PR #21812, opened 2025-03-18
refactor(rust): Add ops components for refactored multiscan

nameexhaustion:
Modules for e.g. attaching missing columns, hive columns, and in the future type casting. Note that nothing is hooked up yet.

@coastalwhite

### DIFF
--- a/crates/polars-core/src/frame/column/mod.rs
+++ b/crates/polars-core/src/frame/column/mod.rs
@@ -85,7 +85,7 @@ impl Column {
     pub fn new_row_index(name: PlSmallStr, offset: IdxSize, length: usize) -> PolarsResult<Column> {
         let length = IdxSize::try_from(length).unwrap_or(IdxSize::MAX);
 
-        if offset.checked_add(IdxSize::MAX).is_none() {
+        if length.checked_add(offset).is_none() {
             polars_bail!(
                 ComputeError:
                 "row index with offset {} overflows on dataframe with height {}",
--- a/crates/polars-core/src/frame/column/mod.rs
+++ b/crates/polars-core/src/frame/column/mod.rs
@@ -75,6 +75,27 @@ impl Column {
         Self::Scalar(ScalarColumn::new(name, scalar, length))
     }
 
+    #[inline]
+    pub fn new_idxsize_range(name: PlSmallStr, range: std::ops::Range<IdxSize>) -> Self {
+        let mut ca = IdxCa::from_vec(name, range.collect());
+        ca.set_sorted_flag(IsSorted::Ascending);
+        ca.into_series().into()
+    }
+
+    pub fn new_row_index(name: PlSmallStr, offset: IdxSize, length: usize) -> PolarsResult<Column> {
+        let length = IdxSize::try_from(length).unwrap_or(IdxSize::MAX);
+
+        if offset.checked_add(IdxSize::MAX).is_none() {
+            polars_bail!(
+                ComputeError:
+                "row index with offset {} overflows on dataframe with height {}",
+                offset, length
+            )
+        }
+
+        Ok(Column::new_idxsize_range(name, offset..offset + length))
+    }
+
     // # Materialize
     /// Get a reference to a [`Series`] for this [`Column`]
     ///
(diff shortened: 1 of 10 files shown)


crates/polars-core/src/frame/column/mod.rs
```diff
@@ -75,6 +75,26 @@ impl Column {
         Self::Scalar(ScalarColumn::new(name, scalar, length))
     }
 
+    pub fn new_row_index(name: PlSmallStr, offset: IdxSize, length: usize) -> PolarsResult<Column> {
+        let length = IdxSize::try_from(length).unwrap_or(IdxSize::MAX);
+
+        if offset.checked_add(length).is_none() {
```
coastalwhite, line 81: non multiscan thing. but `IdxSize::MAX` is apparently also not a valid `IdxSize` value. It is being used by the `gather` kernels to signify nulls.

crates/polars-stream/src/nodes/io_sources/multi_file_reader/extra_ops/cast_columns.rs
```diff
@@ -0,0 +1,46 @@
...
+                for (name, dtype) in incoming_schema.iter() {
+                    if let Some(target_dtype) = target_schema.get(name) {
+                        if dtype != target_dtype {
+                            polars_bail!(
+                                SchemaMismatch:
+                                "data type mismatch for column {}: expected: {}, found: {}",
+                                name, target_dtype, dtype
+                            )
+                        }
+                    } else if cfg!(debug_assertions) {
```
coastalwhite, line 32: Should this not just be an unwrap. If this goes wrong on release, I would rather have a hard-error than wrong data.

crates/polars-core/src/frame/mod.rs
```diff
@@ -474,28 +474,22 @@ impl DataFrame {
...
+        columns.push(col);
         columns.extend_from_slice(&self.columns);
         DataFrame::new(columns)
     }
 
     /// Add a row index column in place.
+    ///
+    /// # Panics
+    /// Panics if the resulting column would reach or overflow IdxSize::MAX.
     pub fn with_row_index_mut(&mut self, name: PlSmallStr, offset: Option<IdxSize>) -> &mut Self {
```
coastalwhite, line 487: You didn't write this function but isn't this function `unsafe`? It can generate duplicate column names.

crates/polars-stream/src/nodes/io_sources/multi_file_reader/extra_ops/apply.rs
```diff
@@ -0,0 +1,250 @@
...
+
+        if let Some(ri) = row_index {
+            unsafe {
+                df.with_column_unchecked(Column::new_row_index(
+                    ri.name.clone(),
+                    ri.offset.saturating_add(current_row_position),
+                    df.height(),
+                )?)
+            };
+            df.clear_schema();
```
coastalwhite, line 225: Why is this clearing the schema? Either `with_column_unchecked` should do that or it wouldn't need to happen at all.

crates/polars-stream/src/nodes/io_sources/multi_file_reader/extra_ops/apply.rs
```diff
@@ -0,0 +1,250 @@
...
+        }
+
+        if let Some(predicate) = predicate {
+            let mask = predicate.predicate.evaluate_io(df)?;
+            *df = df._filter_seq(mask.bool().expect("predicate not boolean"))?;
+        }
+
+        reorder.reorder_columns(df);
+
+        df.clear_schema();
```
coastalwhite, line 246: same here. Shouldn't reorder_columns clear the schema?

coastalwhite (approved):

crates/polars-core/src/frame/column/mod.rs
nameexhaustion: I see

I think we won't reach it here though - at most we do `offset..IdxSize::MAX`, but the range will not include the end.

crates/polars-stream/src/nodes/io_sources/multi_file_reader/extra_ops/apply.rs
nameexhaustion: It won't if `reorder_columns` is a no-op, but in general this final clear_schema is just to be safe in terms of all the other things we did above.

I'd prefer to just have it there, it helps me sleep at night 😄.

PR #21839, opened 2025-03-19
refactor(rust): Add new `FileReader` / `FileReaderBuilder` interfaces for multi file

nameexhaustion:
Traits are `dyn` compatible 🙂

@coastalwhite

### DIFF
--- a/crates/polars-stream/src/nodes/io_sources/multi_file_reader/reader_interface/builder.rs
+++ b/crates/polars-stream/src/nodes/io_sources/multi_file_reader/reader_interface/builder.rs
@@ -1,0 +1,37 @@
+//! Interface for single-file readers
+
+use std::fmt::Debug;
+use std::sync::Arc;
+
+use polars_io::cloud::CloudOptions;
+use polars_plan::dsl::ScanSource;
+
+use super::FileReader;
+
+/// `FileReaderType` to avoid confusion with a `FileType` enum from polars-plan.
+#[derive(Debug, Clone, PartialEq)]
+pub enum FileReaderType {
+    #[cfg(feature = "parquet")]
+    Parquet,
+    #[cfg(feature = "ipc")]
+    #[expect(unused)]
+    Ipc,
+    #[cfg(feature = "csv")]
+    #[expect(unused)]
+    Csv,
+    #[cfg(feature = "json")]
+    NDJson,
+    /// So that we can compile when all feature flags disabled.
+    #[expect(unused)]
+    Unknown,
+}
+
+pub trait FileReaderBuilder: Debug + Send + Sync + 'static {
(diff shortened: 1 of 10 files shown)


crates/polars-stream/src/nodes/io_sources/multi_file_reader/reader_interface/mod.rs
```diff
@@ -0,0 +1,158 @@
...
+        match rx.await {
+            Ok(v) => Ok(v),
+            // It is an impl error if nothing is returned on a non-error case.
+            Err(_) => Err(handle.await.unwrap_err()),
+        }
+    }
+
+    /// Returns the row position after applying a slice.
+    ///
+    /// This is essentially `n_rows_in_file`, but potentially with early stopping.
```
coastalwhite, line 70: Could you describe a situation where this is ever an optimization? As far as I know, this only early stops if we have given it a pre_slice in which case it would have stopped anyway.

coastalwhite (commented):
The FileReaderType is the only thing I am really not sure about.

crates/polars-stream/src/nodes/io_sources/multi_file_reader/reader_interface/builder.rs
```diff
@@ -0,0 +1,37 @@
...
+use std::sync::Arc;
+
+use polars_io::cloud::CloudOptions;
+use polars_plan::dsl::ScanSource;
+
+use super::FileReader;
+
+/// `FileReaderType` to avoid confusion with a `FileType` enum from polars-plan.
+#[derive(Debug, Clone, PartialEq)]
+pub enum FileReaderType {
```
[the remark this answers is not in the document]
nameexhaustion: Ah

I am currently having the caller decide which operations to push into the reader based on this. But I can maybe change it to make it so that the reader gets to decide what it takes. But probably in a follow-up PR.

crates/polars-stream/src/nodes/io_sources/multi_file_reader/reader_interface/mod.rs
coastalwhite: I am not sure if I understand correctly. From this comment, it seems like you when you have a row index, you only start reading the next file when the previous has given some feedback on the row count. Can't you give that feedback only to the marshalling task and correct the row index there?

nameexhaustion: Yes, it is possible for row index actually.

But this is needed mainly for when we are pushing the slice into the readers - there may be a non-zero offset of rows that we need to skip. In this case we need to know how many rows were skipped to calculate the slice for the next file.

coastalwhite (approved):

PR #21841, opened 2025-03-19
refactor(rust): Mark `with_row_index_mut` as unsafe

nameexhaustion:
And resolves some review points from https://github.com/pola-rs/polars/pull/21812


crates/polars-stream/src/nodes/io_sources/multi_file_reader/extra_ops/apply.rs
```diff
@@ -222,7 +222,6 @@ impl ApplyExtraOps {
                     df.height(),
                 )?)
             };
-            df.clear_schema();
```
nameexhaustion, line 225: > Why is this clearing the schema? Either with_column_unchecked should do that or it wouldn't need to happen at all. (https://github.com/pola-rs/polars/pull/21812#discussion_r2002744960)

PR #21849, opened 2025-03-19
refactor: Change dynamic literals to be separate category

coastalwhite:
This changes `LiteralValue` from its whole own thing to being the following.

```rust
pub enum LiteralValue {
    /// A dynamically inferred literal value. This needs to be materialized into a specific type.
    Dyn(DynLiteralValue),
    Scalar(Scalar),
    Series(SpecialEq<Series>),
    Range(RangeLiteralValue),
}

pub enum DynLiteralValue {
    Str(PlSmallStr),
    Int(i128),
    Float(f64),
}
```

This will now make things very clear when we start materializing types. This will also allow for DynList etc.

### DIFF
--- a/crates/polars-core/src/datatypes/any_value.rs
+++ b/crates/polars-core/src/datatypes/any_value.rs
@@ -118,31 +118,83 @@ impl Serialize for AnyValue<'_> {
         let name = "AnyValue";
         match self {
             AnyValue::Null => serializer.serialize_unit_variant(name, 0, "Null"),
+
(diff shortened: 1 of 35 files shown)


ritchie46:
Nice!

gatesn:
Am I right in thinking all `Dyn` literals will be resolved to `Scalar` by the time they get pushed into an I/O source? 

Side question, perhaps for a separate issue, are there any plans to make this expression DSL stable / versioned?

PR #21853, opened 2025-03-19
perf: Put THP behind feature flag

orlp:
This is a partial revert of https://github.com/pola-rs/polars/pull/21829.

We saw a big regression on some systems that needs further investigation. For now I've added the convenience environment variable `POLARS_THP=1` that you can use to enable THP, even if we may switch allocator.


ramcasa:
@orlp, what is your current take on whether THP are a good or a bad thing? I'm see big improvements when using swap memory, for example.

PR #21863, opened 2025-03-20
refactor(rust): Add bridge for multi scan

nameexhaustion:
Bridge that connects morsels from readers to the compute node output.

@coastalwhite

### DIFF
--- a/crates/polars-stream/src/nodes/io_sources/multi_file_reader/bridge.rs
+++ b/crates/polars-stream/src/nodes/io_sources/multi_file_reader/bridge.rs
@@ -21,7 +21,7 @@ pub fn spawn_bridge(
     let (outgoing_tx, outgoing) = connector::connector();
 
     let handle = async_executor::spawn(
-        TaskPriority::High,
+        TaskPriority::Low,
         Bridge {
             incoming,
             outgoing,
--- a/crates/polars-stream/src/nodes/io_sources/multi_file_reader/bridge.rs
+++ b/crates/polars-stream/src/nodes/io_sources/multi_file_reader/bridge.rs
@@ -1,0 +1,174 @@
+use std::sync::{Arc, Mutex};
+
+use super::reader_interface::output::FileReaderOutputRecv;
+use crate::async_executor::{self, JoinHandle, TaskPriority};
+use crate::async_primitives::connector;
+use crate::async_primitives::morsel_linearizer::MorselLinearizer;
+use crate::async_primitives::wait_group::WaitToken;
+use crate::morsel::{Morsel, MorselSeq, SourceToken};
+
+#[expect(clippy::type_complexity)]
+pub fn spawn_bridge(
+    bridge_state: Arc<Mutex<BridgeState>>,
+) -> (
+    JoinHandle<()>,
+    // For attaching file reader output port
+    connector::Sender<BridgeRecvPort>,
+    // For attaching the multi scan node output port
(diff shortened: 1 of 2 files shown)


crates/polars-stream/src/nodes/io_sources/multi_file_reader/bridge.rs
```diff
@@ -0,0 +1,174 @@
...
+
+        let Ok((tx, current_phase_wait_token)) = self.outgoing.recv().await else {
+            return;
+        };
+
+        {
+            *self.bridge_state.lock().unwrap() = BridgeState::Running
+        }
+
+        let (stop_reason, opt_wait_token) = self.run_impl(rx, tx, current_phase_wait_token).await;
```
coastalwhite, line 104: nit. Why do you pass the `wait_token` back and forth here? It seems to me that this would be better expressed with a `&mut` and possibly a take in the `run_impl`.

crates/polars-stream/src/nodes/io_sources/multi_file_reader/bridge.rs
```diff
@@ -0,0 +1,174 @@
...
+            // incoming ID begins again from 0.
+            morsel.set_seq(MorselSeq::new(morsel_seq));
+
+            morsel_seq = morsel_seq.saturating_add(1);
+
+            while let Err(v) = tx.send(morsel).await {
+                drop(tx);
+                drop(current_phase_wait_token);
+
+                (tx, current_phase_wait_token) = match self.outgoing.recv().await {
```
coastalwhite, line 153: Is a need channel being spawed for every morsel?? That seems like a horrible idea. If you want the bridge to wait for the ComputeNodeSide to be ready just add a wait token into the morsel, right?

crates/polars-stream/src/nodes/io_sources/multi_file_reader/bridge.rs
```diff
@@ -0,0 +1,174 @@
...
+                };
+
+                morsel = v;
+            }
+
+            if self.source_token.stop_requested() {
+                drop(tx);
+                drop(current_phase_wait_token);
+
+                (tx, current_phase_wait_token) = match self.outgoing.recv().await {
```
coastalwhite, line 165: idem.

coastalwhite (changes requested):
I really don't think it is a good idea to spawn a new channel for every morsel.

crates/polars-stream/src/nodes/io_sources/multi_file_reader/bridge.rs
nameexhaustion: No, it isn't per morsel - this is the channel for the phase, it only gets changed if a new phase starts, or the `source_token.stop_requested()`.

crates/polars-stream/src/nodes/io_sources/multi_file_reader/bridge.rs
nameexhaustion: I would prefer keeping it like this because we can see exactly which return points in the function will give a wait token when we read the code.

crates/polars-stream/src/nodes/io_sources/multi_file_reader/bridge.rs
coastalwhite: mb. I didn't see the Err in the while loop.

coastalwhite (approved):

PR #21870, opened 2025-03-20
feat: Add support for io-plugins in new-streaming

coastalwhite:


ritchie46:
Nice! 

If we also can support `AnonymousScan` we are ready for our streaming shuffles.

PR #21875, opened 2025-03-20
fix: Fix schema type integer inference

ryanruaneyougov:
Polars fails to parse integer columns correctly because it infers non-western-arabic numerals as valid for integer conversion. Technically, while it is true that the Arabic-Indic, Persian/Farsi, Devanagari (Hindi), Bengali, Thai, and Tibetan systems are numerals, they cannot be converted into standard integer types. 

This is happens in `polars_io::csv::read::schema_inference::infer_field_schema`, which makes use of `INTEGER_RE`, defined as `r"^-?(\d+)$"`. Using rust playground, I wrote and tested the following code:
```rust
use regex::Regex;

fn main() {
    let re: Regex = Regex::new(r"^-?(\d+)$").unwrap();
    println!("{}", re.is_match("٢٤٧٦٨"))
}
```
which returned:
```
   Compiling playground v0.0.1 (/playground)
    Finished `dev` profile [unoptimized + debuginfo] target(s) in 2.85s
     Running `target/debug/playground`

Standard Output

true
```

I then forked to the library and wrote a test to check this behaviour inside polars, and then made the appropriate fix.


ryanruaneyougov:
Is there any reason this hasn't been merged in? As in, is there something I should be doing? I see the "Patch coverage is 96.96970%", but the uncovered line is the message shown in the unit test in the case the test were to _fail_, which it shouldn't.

### Task statement
What lines in the entries above include the string "good"? Return each one.

### Expected output
@orlp, what is your current take on whether THP are a good or a bad thing? I'm see big improvements when using swap memory, for example.
I really don't think it is a good idea to spawn a new channel for every morsel.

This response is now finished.